Still aiming for the south, but with the advice that the road terminated at the Mahaitai River and there would be no more suitable areas for an aeroplane to land on that there were residents located at Bruce Bay, the Haast and Okuru, Bert promptly put his aircraft down upon the beach at Bruce Bay. He repeated the message and explained to the residents that if they would be kind enough to see that their beach was always kept clear of debris after spring tides he would be able to offer them a regular service.

Here he learned that they were men engaged in whitebait fishing upon the Paringa, so, he sorted out a reasonable shingle strip adjacent to their hut (MacIntyre and Douthwaite) and assured them that he would call and regularly during their fishing season and uplift their catch and take it to the railhead at Hokitika in time to catch the night goods train to the Christchurch market. He would charge them 6 pence per pound for freighting it. (They used to receive 7/6d per pound on the market).

On to the Haast and nowhere to land except upon another shingle strip in the Haast River. He had attracted the attention of the local resident, the late John Cron, and in true West Coast custom he came over upon his horse to aid a friend in need, doubled Bert across the river to his homestead, offered the customary hospitality, first, a White Pidgeon whisky and milk, and then from the wood fired stove where the kettle was never off the boil, his lovely wife brewed the traditional cuppa and presented homemade bread, fresh scones and homemade biscuits. Again Mercer’s message was given to the Cron family. They assured him that a paddock adjacent to the homestead would be made available. 

A 1935 photo of Haast Aerodrome with the Cron homestead... Photo : National Library... PA-Group-00080: Whites Aviation Ltd: Photographs

Link to more on Haast aerodrome

John Cron introduced his son Allan to Mercer. Allan told him of an area away up the Haast River where the Clarke and Landsborough Rivers met where he ventured up to and camped when deer stalking. He asked if Mercer thought it would be possible that an aeroplane could be put down in such a place. The cuppa finished, Mercer said to Allan let's go up and have a look at this spot. Out came two horses and back to the river where the aircraft was. John Cron took the horses back to the homestead and Mercer and Allan flew up river to the location. Bert expertly put the little Fox Moth down and he and Allan discussed the possible construction of a sleeping hut and separate cookhouse and refrigerator (West Coast style, a 40 gallon drum set in the ground). Yes!!! It was on, shooting parties could be brought into this place and Mercer again offered Allan and any parties he brought in to freight out the deer skins at 6d per pound. 
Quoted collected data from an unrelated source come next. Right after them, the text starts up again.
PR #939, opened 2021-03-30
WRITING-6786: Load Balancer Spec

durran:
Includes the load balancer spec itself, as well as modifications to other related specifications.

Also includes a second commit to handle DRIVERS-1293 in the specs modified by the load balancer work.

### DIFF
--- a/source/command-monitoring/command-monitoring.rst
+++ b/source/command-monitoring/command-monitoring.rst
@@ -11,8 +11,8 @@ Command Monitoring
 :Status: Approved
 :Type: Standards
 :Minimum Server Version: 2.4
-:Last Modified: Apr 16, 2018
-:Version: 1.8
+:Last Modified: Apr 15, 2021
+:Version: 1.9
 
 .. contents::
 
@@ -256,6 +256,8 @@ value MUST be replaced with an empty BSON document. The list is as follows:
 API
 ---
 
+See the `Load Balancer Specification <../load-balancers/load-balancers.rst#events>`__ for details on the ``serviceId`` field.
+
 .. code:: typescript
 
   interface CommandStartedEvent {
@@ -292,6 +294,13 @@ API
      * The name of this field is flexible to match the object that is returned from the driver.
      */
     connectionId: ConnectionId;
+
+    /**
+     * Returns the service id for the command when the driver is in load balancer mode.
+     * For drivers that wish to include this in their ConnectionId object, this field is
+     * optional.
+     */
+    serviceId: Optional<ObjectId>;
   }
 
   interface CommandSucceededEvent {
@@ -331,6 +340,13 @@ API
      * The name of this field is flexible to match the object that is returned from the driver.
      */
     connectionId: ConnectionId;
+
+    /**
+     * Returns the service id for the command when the driver is in load balancer mode.
+     * For drivers that wish to include this in their ConnectionId object, this field is
+     * optional.
+     */
+    serviceId: Optional<ObjectId>;
   }
 
   interface CommandFailedEvent {
@@ -371,6 +387,13 @@ API
      * The name of this field is flexible to match the object that is returned from the driver.
      */
     connectionId: ConnectionId;
+
+    /**
+     * Returns the service id for the command when the driver is in load balancer mode.
+     * For drivers that wish to include this in their ConnectionId object, this field is
+     * optional.
+     */
+    serviceId: Optional<ObjectId>;
   }
 
 
@@ -450,3 +473,6 @@ Changelog
 
 12 FEB 2020:
   - Added ``isMaster.speculativeAuthenticate`` to the list of values that should be redacted.
+
+15 APR 2021:
+  - Added ``serviceId`` field to events.
--- a/source/connection-monitoring-and-pooling/connection-monitoring-and-pooling.rst
+++ b/source/connection-monitoring-and-pooling/connection-monitoring-and-pooling.rst
@@ -9,8 +9,8 @@ Connection Monitoring and Pooling
 :Status: Accepted
 :Type: Standards
 :Minimum Server Version: N/A
-:Last Modified: September 24, 2020
-:Version: 1.4.0
+:Last Modified: 2021-04-12
+:Version: 1.5.0
 
 .. contents::
 
@@ -203,7 +203,7 @@ A driver-defined wrapper around a single TCP connection to an Endpoint. A `Conne
 
       /**
        *  An integer representing the “generation” of the pool
-       *  when this Connection was created
+       *  when this Connection was created.
        */
       generation: number;
 
@@ -281,9 +281,15 @@ has the following properties:
       waitQueue: WaitQueue;
     
       /**
-       *  A generation number representing the SDAM generation of the pool
+       *  A generation number representing the SDAM generation of the pool.
        */
       generation: number;
+
+      /**
+       * A map representing the various generation numbers for various services
+       * when in load balancer mode.
+       */
+      serviceGenerations: Map<ObjectId, [number, number]>;
 
       /**
        * The state of the pool.
@@ -675,6 +681,10 @@ incrementing the generation / marking the pool as "paused". If the pool is
 already "paused" when it is cleared, then the pool MUST NOT emit a PoolCleared
 event.
 
+A Pool MUST also have a method of clearing all `Connections <#connection>`_ for a
+specific ``serviceId`` for use when in load balancer mode. This method increments
+the generation of the pool for that specific ``serviceId`` in the generation map.
+
 As part of clearing the pool, the WaitQueue MUST also be cleared, meaning all
 requests in the WaitQueue MUST fail with errors indicating that the pool was
 cleared while the checkOut was being performed. The error returned as a result
@@ -683,6 +693,20 @@ an error that marks the SDAM state unknown. Clearing the WaitQueue MUST happen
 eagerly so that any operations waiting on `Connections <#connection>`_ can retry
 as soon as possible. The pool MUST NOT rely on WaitQueueTimeoutMS to clear
 requests from the WaitQueue.
+
+Load Balancer Mode
+------------------
+
+For load-balanced deployments, pools MUST maintain a map from ``serviceId`` to a
+tuple of (generation, connection count) where the connection count refers to the
+total number of connections that exist for a specific ``serviceId``. The pool MUST
+remove the entry for a ``serviceId`` once the connection count reaches 0.
+Once the MongoDB handshake is done, the connection MUST get the
+generation number that applies to its ``serviceId`` from the map and update the
+map to increment the connection count for this ``serviceId``.
+
+See the `Load Balancer Specification <../load-balancers/load-balancers.rst#connection-pooling>`__ for details.
+
 
 Forking
 -------
@@ -729,6 +753,7 @@ All drivers that implement a connection pool MUST provide an API that allows use
 Events
 ------
 
+See the `Load Balancer Specification <../load-balancers/load-balancers.rst#events>`__ for details on the ``serviceId`` field.
 
 .. code:: typescript
 
@@ -765,6 +790,12 @@ Events
        *  The ServerAddress of the Endpoint the pool is attempting to connect to.
        */
       address: string;
+
+      /**
+       * The service id for which the pool was cleared for in load balancing mode.
+       * See load balancer specification for more information about this field.
+       */
+      serviceId: Optional<ObjectId>
     }
 
     /**
@@ -1077,6 +1108,8 @@ Change log
 
 :2019-06-06: Add "connectionError" as a valid reason for
              ConnectionCheckOutFailedEvent
+
+:2021-4-12: Adding in behaviour for load balancer mode.
 
 .. Section for links.
 
--- a/source/load-balancers/load-balancers.rst
+++ b/source/load-balancers/load-balancers.rst
@@ -1,0 +1,416 @@
+=====================
+Load Balancer Support
+=====================
+
+:Spec Title: Load Balancer Support
+:Spec Version: 1.0.0
+:Author: Durran Jordan
+:Advisors: Jeff Yemin, Divjot Arora, Andy Schwerin, Cory Mintz
+:Status: Accepted
+:Type: Standards
+:Minimum Server Version: 5.0
+:Last Modified: 2021-04-06
+
+.. contents::
+
+--------
+
+Abstract
+========
+
+This specification defines driver behaviour when connected to MongoDB services
+through a load balancer.
+
+META
+====
+
+The keywords "MUST", "MUST NOT", "REQUIRED", "SHALL", "SHALL NOT", "SHOULD",
+"SHOULD NOT", "RECOMMENDED", "MAY", and "OPTIONAL" in this document are to be
+interpreted as described in `RFC 2119 <https://www.ietf.org/rfc/rfc2119.txt>`__.
+
+Specification
+=============
+
+
+Terms
+-----
+
+SDAM
+^^^^
+
+An abbreviated form of "Server Discovery and Monitoring", specification defined
+in `Server Discovery and Monitoring Specification <../server-discovery-and-monitoring/server-discovery-and-monitoring.rst>`__.
+
+Service
+^^^^^^^
+
+Any MongoDB service that can run behind a load balancer.
+
+
+MongoClient Configuration
+-------------------------
+
+loadBalanced
+^^^^^^^^^^^^
+
+To specify to the driver to operate in load balancing mode, a connection string
+option of :code:`loadBalanced=true` MUST be added to the connection string.
+This boolean option specifies whether or not the driver is connecting to a
+MongoDB cluster through a load balancer. The default value MUST be false.
+This option MUST only be configurable at the level of a :code:`MongoClient`.
+
+URI Validation
+^^^^^^^^^^^^^^
+
+When :code:`loadBalanced=true` is provided in the connection string, the driver
+MUST throw an exception in the following cases:
+
+- The connection string contains more than one host/port.
+- The connection string contains a replicaSet option.
+- The connection string contains a directConnection option.
+
+If a URI is provided with the ``mongodb+srv`` scheme, the driver MUST first do the
+SRV and TXT lookup and then perform the validation. For drivers that do SRV
+lookup asynchrounously this may result in a ``MongoClient`` being instantiated
+but erroring later during operation execution.
+
+
+DNS Seedlist Discovery
+^^^^^^^^^^^^^^^^^^^^^^
+
+The connection string option for :code:`loadBalanced=true` MUST be valid in a
+TXT record and when present MUST be validated as defined in the URI Validation section.
+
+When a MongoClient is configured with an SRV URI and :code:`loadBalanced=true`, the
+driver MUST NOT poll for changes in the SRV record as is done for non-load balanced
+sharded clusters.
+
+Server Discovery and Monitoring
+-------------------------------
+
+Monitoring
+^^^^^^^^^^
+
+When :code:`loadBalanced=true` is specified in the URI the topology MUST start
+in type :code:`LoadBalanced` and MUST remain as :code:`LoadBalanced` indefinitely.
+The topology MUST contain 1 :code:`ServerDescription` with a :code:`ServerType` of
+:code:`LoadBalancer`. The "address" field of the :code:`ServerDescription` MUST be
+set to the address field of the load balancer. All other fields in the
+:code:`ServerDescription` MUST remain unset. In this mode the driver MUST NOT
+start a monitoring connection. The :code:`TopologyDescription`'s :code:`compatible`
+field MUST always be :code:`true`.
+
+Although there is no monitoring connection in load balanced mode, drivers MUST emit
+the following series of SDAM events:
+
+- :code:`TopologyOpeningEvent` when the topology is created.
+- :code:`TopologyDescriptionChangedEvent`. The :code:`previousDescription` field MUST
+  have :code:`TopologyType` :code:`Unknown` and no servers. The :code:`newDescription`
+  MUST have :code:`TopologyType` :code:`LoadBalanced` and one server with
+  :code:`ServerType` :code:`Unknown`.
+- :code:`ServerOpeningEvent` when the server representing the load balancer is created.
+- :code:`ServerDescriptionChangedEvent`. The :code:`previousDescription` MUST have
+  :code:`ServerType` :code:`Unknown`. The :code:`newDescription` MUST have
+  :code:`ServerType` :code:`LoadBalancer`.
+- :code:`TopologyDescriptionChangedEvent`. The :code:`newDescription` MUST have
+  :code:`TopologyType` :code:`LoadBalanced` and one server with :code:`ServerType`
+  :code:`LoadBalancer`.
+
+Drivers MUST also emit a :code:`ServerClosedEvent` and :code:`TopologyClosedEvent` when
+the topology is closed and MUST NOT emit any other events when operating in this mode.
+
+
+Driver Sessions
+---------------
+
+Session Support
+^^^^^^^^^^^^^^^
+
+When the :code:`TopologyType` is :code:`LoadBalanced`, sessions are always supported.
+
+Session Expiration
+^^^^^^^^^^^^^^^^^^
+
+When in load balancer mode, drivers MUST ignore :code:`logicalSessionTimeoutMinutes`
+and MUST NOT prune client sessions from the session pool when implemented by the driver.
+
+Data-Bearing Server Type
+^^^^^^^^^^^^^^^^^^^^^^^^
+
+A :code:`ServerType` of :code:`LoadBalancer` MUST be considered a data-bearing server.
+
+
+Server Selection
+----------------
+
+A deployment of topology type Load Balanced contains one server of type :code:`LoadBalancer`.
+
+For read and write operations, the single server in the topology MUST always be selected.
+
+During command construction, the LoadBalancer server MUST be treated like a mongos and
+drivers MUST add a $readPreference field to the command when required by
+`Passing read preference to mongos and load balancers <../server-selection/server-selection.rst#passing-read-preference-to-mongos-and-load-balancers>`_.
+
+
+Connection Pooling
+------------------
+
+Connection Establishment
+^^^^^^^^^^^^^^^^^^^^^^^^
+
+In the case of the driver having the :code:`loadBalanced=true` connection string option
+specified, every pooled connection MUST add a :code:`loadBalanced` field to the
+:code:`hello` or legacy hello command in its `handshake <../mongodb-handshake/handshake.rst#connection-handshake>`__.
+The value of the field MUST be :code:`true`.
+
+Example:
+
+Driver connection string contains :code:`loadBalanced=true`:
+
+.. code:: typescript
+
+    { hello: 1, loadBalanced: true }
+
+Driver connection string contains :code:`loadBalanced=false` or no
+:code:`loadBalanced` option:
+
+.. code:: typescript
+
+    { hello: 1 }
+
+When the server's hello response does not contain a :code:`serviceId` field,
+the driver MUST throw an exception with the message "Driver attempted to initialize
+in load balancing mode, but the server does not support this mode."
+
+For single threaded drivers that do not use a connection pool, the driver MUST have only 1
+socket connection to the load balancer in load balancing mode.
+
+Connection Pinning
+^^^^^^^^^^^^^^^^^^
+
+Some features in MongoDB such as cursors and transactions require sending multiple
+commands to the same mongos in a sharded cluster. In load balanced mode, it is not
+possible to target the same mongos behind a load balancer when pooling connections.
+To account for this, drivers MUST pin to a single connection for these features.
+When using a pinned connection, the driver MUST emit only 1
+:code:`ConnectionCheckOutStartedEvent`, and only 1 :code:`ConnectionCheckedOutEvent`
+or :code:`ConnectionCheckOutFailedEvent`. Similarly, the driver MUST only publish 1
+:code:`ConnectionCheckedInEvent`.
+
+Behaviour With Cursors
+^^^^^^^^^^^^^^^^^^^^^^
+
+When the driver is in load balancing mode and executing any cursor-initiating command, the driver
+MUST NOT check the connection back into the pool unless the command fails or the server
+returns a cursor ID of :code:`0` (i.e. all documents are returned in a single batch).
+Otherwise, the driver MUST continue to use the same connection for all subsequent
+:code:`getMore` commands for the cursor. The driver MUST check the connection back
+into the pool if the server returns a cursor ID of :code:`0` in a :code:`getMore`
+response (i.e. the cursor is drained). When the cursor's :code:`close` method is
+invoked, either explicitly or via an implicit resource cleanup mechanism, the driver
+MUST use the same connection to execute a :code:`killCursors` command if necessary
+and then check the connection back into the pool regardless of the result.
+
+If a :code:`getMore` fails with a network error, drivers MUST leave the connection pinned
+to the cursor. When the cursor's :code:`close` method is invoked, drivers MUST NOT execute
+a :code:`killCursors` command because the pinned connection is no longer valid and MUST
+return the connection back to the pool.
+
+Behaviour With Transactions
+^^^^^^^^^^^^^^^^^^^^^^^^^^^
+
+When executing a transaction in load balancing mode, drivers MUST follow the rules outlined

Back to the Cron Homestead where John Cron told Mercer of his great friend and neighbour Dinnie Nolan whom he felt sure would clear a paddock for him at Okuru. Out came the horses and they both rode down some 4 miles to meet the Nolan family. The White Pidgeon and the cuppa once more. Why, yes!!! Dinnie assured Mercer he would be only too grateful to have a paddock kept clear. 

Link to more on Okuru aerodrome

Dinnie and John mentioned to Mercer the Public Works Department were building a camp at Jacksons Bay from whence they would commence road construction and bridge building but at the moment the only way they got the supplies into the Bay was by the coastal vessel “Gael” which had to stand offshore while all cargo was taken ashore in the vessel's dinghies. The alert Mercer bade farewell to Dinnie and John and hopped into the little Fox Moth and promptly put her down upon the very narrow Jacksons Bay beach. Bert chatted with the PWD, got his message across, and again he was assured the beach would be regularly inspected. 

The landing places were all practical to Mercer’s careful judgement. It was on!!! So, back to Hokitika. Mercer had eleven points of call. Air Travel (NZ) was afloat.